• WHAT TO WORK ON: Across the listing below, count the lines that mention the string "timriley". Reply with the figure only.

• DATASET RECORDS:
PR #135, opened 2024-07-24
Support root commands that doesn't implement `call`

### LINKED ISSUE #96: Allow adding subcommand toplevel documentation (usage)
It would be nice to be able to add documentation to command *prefixes*. The way `dry-cli` deals with subcommands disallows adding documentation to be shown calling `--help` over the subcomand *prefix*.

## Examples

Given the code on this example:

```
require "dry/cli"

module Foo
  module Commands
    extend Dry::CLI::Registry

    module Generate
      class App < Dry::CLI::Command
      end

      class Action < Dry::CLI::Command
      end
    end

    register "generate", aliases: ["g"] do |prefix|
      prefix.register "app",    Generate::App
      prefix.register "action", Generate::Action
    end
  end
end
```

It would be nice to be able to add documentation over the 'generate' subcommand. So its help will be shown like:

```
Description:

here you can include a general documentation about the subcommand.

Commands:
  foo.rb generate action
  foo.rb generate app

```

A possible implementation could be:

```
    register "generate", aliases: ["g"] do |prefix|
      prefix.desc 'HERE YOU CAN INCLUDE THE DOCUMENTATION OF THE COMMAND'
      prefix.register "app",    Generate::App
      prefix.register "action", Generate::Action
    end

```

I checked the code and saw that `Prefix` class was just syntax sugar for `self.register`, so no idea on how this could be implemented, or whether there is already a way of achieving what I'm looking for.

Thanks in advance! and thanks for `dry-cli`!

gustavothecoder:
Resolve #96

I would like to add descriptions to my root commands without implementing a proper command, like a namespace.

### Example
**Command**
```ruby
class Namespace < Dry::CLI::Namespace
  desc "This is a namespace"

  class MyCommand < Dry::CLI::Command
    desc "I'm a concrete command"

    def call(**params)
      puts "I'm a concrete command"
    end
  end
end
```

**Result**

image

### DIFF
--- a/spec/support/fixtures/shared_commands.rb
+++ b/spec/support/fixtures/shared_commands.rb
@@ -440,7 +440,7 @@ module Commands
     end
   end
 
-  class Namespace < Dry::CLI::Command
+  class Namespace < Dry::CLI::Namespace
     desc "This is a namespace"
 
     class SubCommand < Dry::CLI::Command
--- a/spec/support/fixtures/shared_commands.rb
+++ b/spec/support/fixtures/shared_commands.rb
@@ -440,6 +440,18 @@ module Commands
     end
   end
 
+  class Namespace < Dry::CLI::Command
+    desc "This is a namespace"
+
+    class SubCommand < Dry::CLI::Command
+      desc "I'm a concrete command"
+
+      def call(**params)
+        puts "I'm a concrete command"
+      end
+    end
+  end
+
   class InitializedCommand < Dry::CLI::Command
     attr_reader :prop
 
--- a/CHANGELOG.md
+++ b/CHANGELOG.md
@@ -9,6 +9,8 @@ and this project adheres to [Break Versioning](https://www.taoensso.com/break-ve
 
 ### Added
 
+- Support for command namespaces (@gustavothecoder in #135)
+
 ### Changed
 
 ### Deprecated
--- a/lib/dry/cli.rb
+++ b/lib/dry/cli.rb
@@ -116,6 +116,7 @@ module Dry
       return spell_checker(result, arguments) unless result.found?
 
       command, args = parse(result.command, result.arguments, result.names)
+      return usage(result) unless command.respond_to?(:call)
 
       command.instance_variable_set(:@err, err) unless command.instance_variable_defined?(:@err)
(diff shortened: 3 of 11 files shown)


spec/support/fixtures/shared_commands.rb
```diff
@@ -438,6 +438,18 @@ def call(**params)
     end
   end
 
+  class Namespace < Dry::CLI::Command
```
benoittgt, line 441: Isn't bizarre to have a "command" that the uniq usage is to print top level usage? I am wondering if it should be a better idea to move the usage of top class as specific dsl. Like suggested here https://github.com/dry-rb/dry-cli/issues/96 ?

benoittgt:
This is a great proposal. I would love to be able to use this in our CLI.

spec/support/fixtures/shared_commands.rb
gustavothecoder: It is. I tried to implement the suggestion from #96, but I couldn't figure out how to do it. Maybe we can create the `Dry::CLI::Namespace` class, so It will look less strange.

benoittgt: That's a good idea.

timriley: @gustavothecoder I like the idea of this being a specialised `Namespace` class. That way, when the class is used, it will be clearer that its purpose is to provide information about a grouping of subcommands only, and not its own distinct command behaviour.

I prefer this help text residing in a concrete class instead of being part of the top-level command registration API, since that feels more consistent with how the rest of the CLI construction is done: a class for each thing.

If you're still interested in working on this PR, I'd love it if you could make this adjustment! Let me know what you think.

gustavothecoder: @timriley Done! I think it looks better using the `Namespace` class.

timriley:
Hi @gustavothecoder!! Happy new year :) Firstly, I want to apologise for the delay in attending to all your excellent PRs. Good news, though — in January we'll be focusing on getting a new dry-cli shipped with all your work incorporated. We'll be back in touch in the PRs. Thank you for your contributions!

PR #140, opened 2024-12-02
Add functions to style text (colors, weight, etc)

### LINKED ISSUE #121: Feature request: colorized output
This is a feature I started working on long ago for Hanami: https://github.com/hanami/hanami/pull/906

There could be two parts to this:
- Colorizing the output of `dry-cli`, like each command's `help` and the list of subcommands
- Adding something like `say` that users of the library can use to print in color (instead of using `print`).

e.g.
```ruby
say "create", color: :red
```

This should probably be like `print` rather than `puts` (no trailing newline), since people should be able to print in several colors on one line.

The concrete use-case for this could be like hanami/hanami#906, being able to colorize the output of file generation for Hanami.

Is this something we'd be interested in adding to `dry-cli`? Any thoughts on the API?

gustavothecoder:
Inspired by the issue #121, I added a module with functions to change text style. The doc `docsite/source/styling-your-output.html.md` demonstrate how it works. I used the `thor` [implementation](https://github.com/rails/thor/blob/3178667e1727504bf4fb693bf4ac74a5ca6c691e/lib/thor/shell/color.rb#L9) as a basis,  but I changed the API to make combinations shorter:
```ruby
# Thor API
set_color "Hi!", :red, :on_white, :bold
# Implemented API
red(on_white(bold("Hi!")))
``` 

Resolve #121


gustavothecoder:
Maybe this API is a better idea because it looks more like Ruby:
```ruby
stylize("Hi!").red.on_white.bold
```
In this case, `stylize` will return an object with methods to style the text.

gustavothecoder:
> > Maybe this API is a better idea because it looks more like Ruby:
> > ```ruby
> > stylize("Hi!").red.on_white.bold
> > ```
> > 
> > 
> >     
> >       
> >     
> > 
> >       
> >     
> > 
> >     
> >   
> > In this case, `stylize` will return an object with methods to style the text.
> 
> First of all, thanks for doing this!
> 
> When I first read this PR, I also thought of this API :)
> 
> Want to go for it?
> 
> Also, can you extract some constants like `BLUE = 34` and refactor from based on that?

Yeah, I'll let you know when I'm done refactoring.

gustavothecoder:
Hey @cllns, I'm done refactoring and I think that the solution is better now, what you think?

image

lib/dry/cli/styles.rb
```diff
@@ -0,0 +1,187 @@
...
+          chainable_update!("\e[#{ON_CYAN}m#{@text}")
+        end
+
+        # since 1.3.0
+        def on_white
+          chainable_update!("\e[#{ON_WHITE}m#{@text}")
+        end
+
+        private
+
```
cllns, line 174: Can we use an attr_reader throughout, instead of the instance variable?

```suggestion
       attr_reader :text
```

Then change almost all `@text`s to just `text`

lib/dry/cli/styles.rb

• TASK SOLUTION: 3